#### [EXERCISE DESCRIPTION]
Go over the data and copy out each line with "these" in it.

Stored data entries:
[Start of section]

PR #1259, opened 2019-02-25
Disabling unstable tests.

Katka92:
### What does this PR do?
After discussion with @rhopp and due to the fact that Che 6 will be deprecated soon, we decided to disable unstable tests for now. We would like to have at least something small but stable and focus on Che 7 tests.
We decided to keep test for starting workspaces and test for build and run vert.x hello world project.
As the next step I'll create two more jobs on jenkins to run these test against clusters 1b and 1a. 

https://github.com/redhat-developer/che-functional-tests/issues/430


functional-tests/src/test/resources/suites/prcheck.xml
```diff
@@ -19,11 +19,8 @@
 
     <test name="all">
         <classes>
-        <!-- temporary changes to check if workaround works -->
-<!--             <class name="com.redhat.che.functional.tests.WorkspaceTest"/> -->
+	        <class name="com.redhat.che.functional.tests.WorkspaceTest"/>
```
amisevsk: Looks like there's a stray `<tab>` on this line messing with the indentation

PR #1273, opened 2019-03-01
Change workaround for importing project

Katka92:
### What does this PR do?
It seems current workaround does not work 100% correctly. Rewriting the workaround to hard refresh all the page.


Katka92:
[test]

PR #1274, opened 2019-03-04
Change docker image for periodic job

Katka92:
Use fresh docker image for periodic tests which is build after merge to master. The last image used was image for PR check job which was build in a job that is failing and therefore periodic tests were 
obsolete.


Katka92:
@rhopp @tdancs could some of you check if this is the correct image? Thank you.

Katka92:
The image is correct. The image is build by ```devtools-rh-che-prcheck-build-dep``` so the job needs to be fixed. Closing.

PR #1277, opened 2019-03-05
Fix job building images

Katka92:
### What does this PR do?
Fix job ```devtools-rh-che-prcheck-build-dep``` as this job is building images for PR check and for periodic tests. The image used in periodic tests is one month old so periodic tests has no value now. Fix of building PR check image is not priority.


Katka92:
Changing order helped - the image for functional tests was deployed. As far as PR check image is not priority now, skipping the fix of this build.

PR #1278, opened 2019-03-05
Fix last failure of tests

Katka92:
### What does this PR do?
Fix last failure of tests [1]. Add method for checking workspace again after refresh of the page. This should wait until project loads correctly.

[1] https://ci.centos.org/job/devtools-rh-che-rh-che-prcheck-dev.rdu2c.fabric8.io/1217/console

localy against prod-preview


functional-tests/src/test/java/com/redhat/che/functional/tests/BuildAndRunProjectTest.java
```diff
@@ -36,6 +36,7 @@ public void checkWorkspace() throws Exception {
     // add hard refresh of the page to fix issue with importing project:
     // https://github.com/openshiftio/openshift.io/issues/4695
     seleniumWebDriver.get(seleniumWebDriver.getCurrentUrl());
+    checkWorkspace(workspace);
```
ibuziuk: IMO, naming is not clear what exactly `checkWorkspace` does ?

rhopp:
I don't see how this could help. The `checkWorkspace` method is called before reloading the page and it succeeds, then the page is reloaded. At this point even by calling `checkWorkspace` we cannot know whether the workspace was started properly (a.k.a. project is imported).

I guess we should implement active waiting loop after the initial `checkWorkspace` method call, which would check whether project is imported. If not, reload page and check again (until it hits a timeout - let's say 30sec-1minute). @Katka92

Katka92:
@rhopp I think this can help because checkWorkspace method waits (besides other checks) that all popups are gone. The current failures was due to these scenario:

1) workspace started but project not imported
2) checkWorkspace passes, workspace is ready to be used
3) refresh (project is probably not here)
4) import for project start
5) immediatelly try to open file - failed

Adding next checkWorkspace after refresh addes step between 4 and 5 - waits until popups are gone and therefore it waits until project is imported. So that means when the test tries to access some file, it should be imported and ready for use.

Katka92:
@rhopp maybe I can add some check to skip this refresh if project was imported correctly.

[End of section]

#### [YOUR RESPONSE]
As the next step I'll create two more jobs on jenkins to run these test against clusters 1b and 1a. 
@rhopp I think this can help because checkWorkspace method waits (besides other checks) that all popups are gone. The current failures was due to these scenario:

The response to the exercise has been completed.